The Morning Meal

Written by Mary Ann Fitzmorris May 02, 2024 10:08 in Dining Diary

A dear friend came to our side for business and asked if we wanted to meet for breakfast. The answer is always yes, but we needed to go to Mandeville. Our go-to breakfast spot is here in Covington, and it is the best anywhere, in our view. But I really had to think about breakfast in Mandeville.


The obvious choice is Liz’sWhere Y’at?, but we have been a few times and I always need something new to write about. I remembered LaLou, which is in an old house in downtown Mandeville and the hallowed site of the original Broken Egg.

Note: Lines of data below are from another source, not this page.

PR #305, opened 2021-08-16
Packaging modernisation

bmerry:
- Add a pyproject.toml file (with setuptools_scm, so that pypa-build
  will include everything from SCM in the build; and remove MANIFEST.in)
- Move all the metadata from setup.py to setup.cfg (setup.py is left
  just to support editable builds).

I remember the origins of the Broken Egg phenomenon. The creator of this operation was inspired by a place he visited in San Diego on vacation. He was so smitten by the concept he recreated it here, with dishes we found puzzling for a culinary mecca like New Orleans. These were the halcyon days for Tom, and he was nonplussed.

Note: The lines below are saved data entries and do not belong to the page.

Issue #18362, opened 2019-12-04
add check for namespace validity


balhoff:
See #18356.

ukemi:
@balhoff, I know this check used to be in place because I have had it fail in the past. In fact, I remember you helping me trace down the error in the Travis output.

pgaudet:
I know it was picking up when it was completely missing - was it also picking up typos ? (I also thought so....)

ukemi:
Yup. I had put them in without the underscore by hand and it caught it.

cmungall:
I did a test where I replicate: #18493

it failed as expected

https://travis-ci.org/geneontology/go-ontology/builds/633390910#L235-L236

```
../util/check-obo-for-standard-release.pl --disable-isa-incomplete --xref-abbs GO.xrf_abbs go-edit.obo > go-edit.obo-check.tmp && mv go-edit.obo-check.tmp go-edit.obo-check
 :: ERROR: namespace-different-from-is_a-parent: GO:0150137 in biologica_process, GO:0042089 in biological_process
```

cmungall:
My test did not properly replicate.

This was the original: #18323 

It passed travis.

I have discovered the reason. The check only looks at asserted is-a (subClassOf), not logical defs

ukemi:
Nice detective work @cmungall? @dougli1sqrd, can we modify the test to include both?

Issue #18356, opened 2019-12-04
errors detected in pipeline


balhoff:
It looks like a couple of terms have a misspelled namespace: `biologica_process`.

From @kltm:

```
01:12:54   :: ERROR: namespace-different-from-is_a-parent: GO:0150134 in biological_process, GO:0150133 in biologica_process
01:12:54    :: ERROR: namespace-different-from-is_a-parent: GO:0150135 in biological_process, GO:0150133 in biologica_process
01:12:54    :: ERROR: namespace-different-from-is_a-parent: GO:0150133 in biologica_process, GO:0032673 in biological_process
01:12:54    :: ERROR: namespace-different-from-is_a-parent: GO:0150133 in biologica_process, GO:0050707 in biological_process
01:12:56   
```

kltm:
Can some simple checks be added to catch this type of error?

ukemi:
Weird! I thought these failed the Travis checks. They always have before.

pgaudet:
I thought we used to have a Travis error for this !

ukemi:
I only found one namespace error. But it is fixed and merged.

PR #18493, opened 2020-01-06
DO NOT MERGE deliberate error to investigate #18356

cmungall:
See #18362


ukemi:
Shouldn't we close this PR as well?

If memory serves me correctly, I don’t think the guy was from here, so he didn’t understand that we have a really strong culinary identity. Tom was dismissive of the place and surprised at the speed at which it began to multiply.


The Ruby Slipper has done the same thing without later contracting, and both offer the same ordinary food. Ruby Slipper now has 28 locations, whereas Broken Egg has left the area except for two locations in New Orleans and two in Baton Rouge. They now have a much stronger footprint in Florida.


The little cottage where it all started a block from the Mandeville Lakefront is now called LaLou, offering a large menu of breakfast and lunch fare.


We hadn’t been to LaLou in a very long time, and since its arrival ten years ago, maybe three times total. There was a big downgrade in everything since our last visit.


The menu is really large and it took us a while to get through it. Tom was easy because there was French toast on the menu, though it was called three different things with three levels of ambition. Just by not properly giving the menu the time required, we chose the wrong one.


One of us had a basic omelet for the same reason, menu fatigue. I saw a tamale Benedict and got that.


We sat outside on one of the picnic tables on a lovely spring morning. I feel like and hope that the service inside is better.


The omelet came with a large and ordinary drop biscuit and basic but fine grits. They were not fancy but were a thicker grind, easily doctored with salt and pepper, and copious amounts of butter. I prefer grits I can “fix” myself. The omelet was so basic it was even less memorable than the other items on the table. Veggies and cheese.

I fared much better with my tamale omelet. I loved the tamales, but I never met one I didn’t like. Usually, I ask for eggs over easy instead of poached, but I forgot in the crush of ordering from this stressfully large menu. It was a fine plate of food and I liked the grits.

Tom’s Pain Perdu was the saddest most basic pile of sweetened bread, unadorned in any way. I think I plate food in my kitchen better. 

I hesitated to detail this experience because it is not complimentary and it was only one visit of three items. But when all three items are underwhelming, the law of averages suggests that the rest of the menu will follow.


The website is lovely and suggests glamorous food, and I do wish I had noticed the Brioche Stuff instead of the Pain Perdu. But all the other pics of the food looked like what we had in front of us, ordinary breakfast food. There isn’t anything terribly wrong here, as long as your expectations are set at the right level.


That is the generic state of this morning meal in restaurants, though there are happy exceptions. We stick with Mattina Bella in downtown Covington, a place we feel untouchable by any competitor. Liz does a nice job at the Where Y’at Diner in Mandeville, and the Fat Spoon is fine, but service lags.


Maybe that is why so many are getting into the breakfast brunch game. It's that eternal quest for excellence. Most are the same, with an occasional standout. Just like the wider restaurant landscape at large, all fine but unexceptional, with an occasional standout. We try to stick with those.